__Problem description__:
Copy, from the data below, every line that has "syscall" in it.

__Data for this exercise__:
PR #1329, opened 2026-04-25
fix: restore terminal foreground control to support interactive commands

mkaaad:
# Problem
Previously, only the process group was modified, but **terminal foreground ownership was not transferred** to child processes.
This broke interactive programs such as `bash`, `vim`, and REPL environments:
- Terminal signals（SIGINT/Ctrl+C）could not be delivered to child processes
- Interactive input/output abnormal
- Interactive shells and editors could not work properly

# Solution
Add explicit foreground process group control via `TIOCSPGRP` ioctl:
1. Switch the child process group to the terminal foreground before waiting
2. Restore the original shell process group as foreground after the command exits
3. Fully deliver terminal keyboard signals to child processes

# Key Changes
- Add `setProcessForeground` / `restoreForeground` helper functions
- Switch foreground process group when starting interactive commands
- Restore shell foreground control by `defer`

# About ignore `SIGTTOU`
When a **background process** calls the `TIOCSPGRP` ioctl to modify the terminal foreground group:
1. The kernel sends `SIGTTOU` to the calling process by default
2. The default disposition of `SIGTTOU` is **stop the process**, which will freeze the program
3. Temporarily ignoring `SIGTTOU` avoids suspension during foreground switching
4. Restore the original signal handler immediately after the syscall to avoid side effects

### DIFF
--- a/cmd/gosh/main.go
+++ b/cmd/gosh/main.go
@@ -11,7 +11,9 @@ import (
 	"fmt"
 	"io"
 	"os"
+	"os/signal"
 	"strings"
+	"syscall"
 
 	"golang.org/x/term"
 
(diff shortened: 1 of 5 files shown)


mvdan:
Could you clarify if this is indeed what shells like Bash do already?

mvdan:
cc @andreynering

mkaaad:
Based on the Bash source code (`jobs.c`), its terminal management mechanism works as follows:

When spawning a child process group, Bash transfers terminal ownership to the foreground process group: (jobs.c:3905-3918)
```c
/* Save the tty settings before we start the job in the foreground. */
if (foreground)
  {
#if defined (READLINE)
    /* Don't fetch the terminal attributes if we're doing this from a key
       binding or programmable completion. */
    if (RL_ISSTATE(RL_STATE_COMPLETING|RL_STATE_DISPATCHING|RL_STATE_TERMPREPPED) == 0)
#endif
    get_tty_state ();
    save_stty = shell_tty_info;
    jobs[job]->flags &= ~J_ASYNC;	/* no longer async */
    /* Give the terminal to this job. */
    if (IS_JOBCONTROL (job))
      give_terminal_to (jobs[job]->pgrp, 0);
```

When the foreground child process group exits, Bash restores terminal control back to the shell's own process group. (jobs.c:3250-3253)
```c
    if ((flags & JWAIT_NOTERM) == 0 && running_in_background == 0 &&
        (job == NO_JOB || IS_ASYNC (job) == 0 || IS_FOREGROUND (job)) &&
        (subshell_environment & (SUBSHELL_ASYNC|SUBSHELL_PIPE)) == 0)
      give_terminal_to (shell_pgrp, 0);
```

Reference source: https://cgit.git.savannah.gnu.org/cgit/bash.git/tree/jobs.c

PR #1331, opened 2026-05-04
interp: add stmt, subshell, builtin, func-call, and var-lookup handlers

saracen:
`ExecHandlers` already lets external code wrap external command execution. Apply the same middleware-chain pattern to five more dispatch points so the interpreter can be extended from outside without patching its internals.

`StmtHandlers` fires around every `syntax.Stmt` before dispatch. `SubshellHandlers` fires around each subshell creation site, with a `SubshellKind` to distinguish background, paren, cmd subst, proc subst, and pipeline. `BuiltinHandler` registers a name-keyed override for a builtin; `BuiltinHandlers` wraps all builtin dispatch with middleware. `FuncCallHandlers` wraps the body of a declared shell function. `LookupVarHandlers` wraps lookupVar on top of the runner's own special-variable and environment resolution, so middlewares can add or override variables without losing the existing behaviour.

Each chain follows `ExecHandlers`' shape: middlewares are chained first-to-last, the bottom of the chain is the runner's own behaviour, and a middleware may short-circuit by not calling next. Chain bottoms recover the active runner from ctx, so the chains are built once in `Reset` and inherited by subshell copies the same way `execHandler` is.

Also add `RunStmts`, a top-level helper for dispatching stmts on the runner attached to `ctx`, useful for handlers that need to execute shell code in the runner's current scope (e.g. a trap body from a Go-side signal handler).

### DIFF
--- a/interp/api.go
+++ b/interp/api.go
@@ -85,6 +85,29 @@ type Runner struct {
 	// The slice is needed to preserve the relative order of middlewares.
 	execMiddlewares []func(ExecHandlerFunc) ExecHandlerFunc
 
+	// stmtHandler is built from stmtMiddlewares when Reset is first called.
+	stmtHandler     StmtHandlerFunc
+	stmtMiddlewares []func(StmtHandlerFunc) StmtHandlerFunc
+
+	// subshellHandler is built from subshellMiddlewares when Reset is first called.
+	subshellHandler     SubshellHandlerFunc
+	subshellMiddlewares []func(SubshellHandlerFunc) SubshellHandlerFunc
+
+	// builtinOverrides is the registry populated by [BuiltinHandler]. It may be nil.
+	builtinOverrides map[string]BuiltinHandlerFunc
+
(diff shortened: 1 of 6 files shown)


mvdan:
This is a large amount of new API surface. Do you really need all of it? And if so, what for?

I can't really review this as a single commit. At the very least, split this into multiple commits so that I can review one by one.

Some high level thoughts:

* Why do you need to customize subshells and func bodies? Those seem like very specific entrypoints. Will we also add custom handlers for pipes, redirects, arithmetic, for loops, and other shell features? Rather than adding 20 more API entrypoints, I would rather think about generic hooks.
* You already have CallHandler if you want to replace or bypass builtins. You can, for example, rewrite `echo` into `_echo` and then implement that via ExecHandler.
* A LookupVar handler seems odd to me. You can already supply an environment via Runner.Env. If this is not enough, then please elaborate further.

mvdan:
Friendly nudge @saracen

mvdan:
Closing for now. Happy to discuss if you open an issue like a feature request.

PR #1332, opened 2026-05-09
syntax: apply BinaryNextLine to test and arithmetic expressions

### LINKED ISSUE #813: syntax: make BinaryNextLine also apply to binary test and arithmetic expressions
When using -bn option, only the first of the two examples below is correct. In the second case below, the binary operators are not formatted to be at the beginning of the line. The second example even gets re-formatted, so that the operators, once corrected manually, appear at the end of line again.

```
#!/bin/bash
# ok, pipes in front of line
if [[ -z "${foo}" ]] \
    || [[ -z "${bar}" ]] \
    || [[ -z "${baz}" ]]; then
    echo "Hello world"
fi

# nok, pipes at the end of line
if [[ -z "${foo}" ||
    -z "${bar}" ||
    -z "${baz}" ]]; then
    echo "Hello world"
fi
```

kimjune01:
Fixes #813.

The `-bn` flag moves binary operators to the start of the next line for pipes and logical operators in commands, but didn't apply to `[[ ]]` test expressions or `$(( ))` arithmetic expressions. This meant `shfmt -bn` would reformat operators back to the end of the line in those contexts.

Handle `BinaryTest` (`&&`, `||`) and `BinaryArithm` (`+`, etc.) the same way `BinaryCmd` already works: when the operand spans multiple lines, move the operator to the beginning of the continuation line with proper indentation.

Test cases cover single-line (unchanged), two-operand, three-operand chaining, and the exact example from the issue.

### DIFF
--- a/syntax/printer.go
+++ b/syntax/printer.go
@@ -886,6 +886,15 @@ func (p *Printer) arithmExprRecurse(expr ArithmExpr, compact, spacePlusMinus boo
 			p.arithmExprRecurse(expr.X, compact, spacePlusMinus)
 			p.w.WriteString(expr.Op.String())
 			p.arithmExprRecurse(expr.Y, compact, false)
+		} else if p.binNextLine && !p.singleLine && expr.Y.Pos().Line() > p.line {
+			p.arithmExprRecurse(expr.X, compact, spacePlusMinus)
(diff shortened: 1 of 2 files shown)


mvdan:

__Result__:
4. Restore the original signal handler immediately after the syscall to avoid side effects
+	"syscall"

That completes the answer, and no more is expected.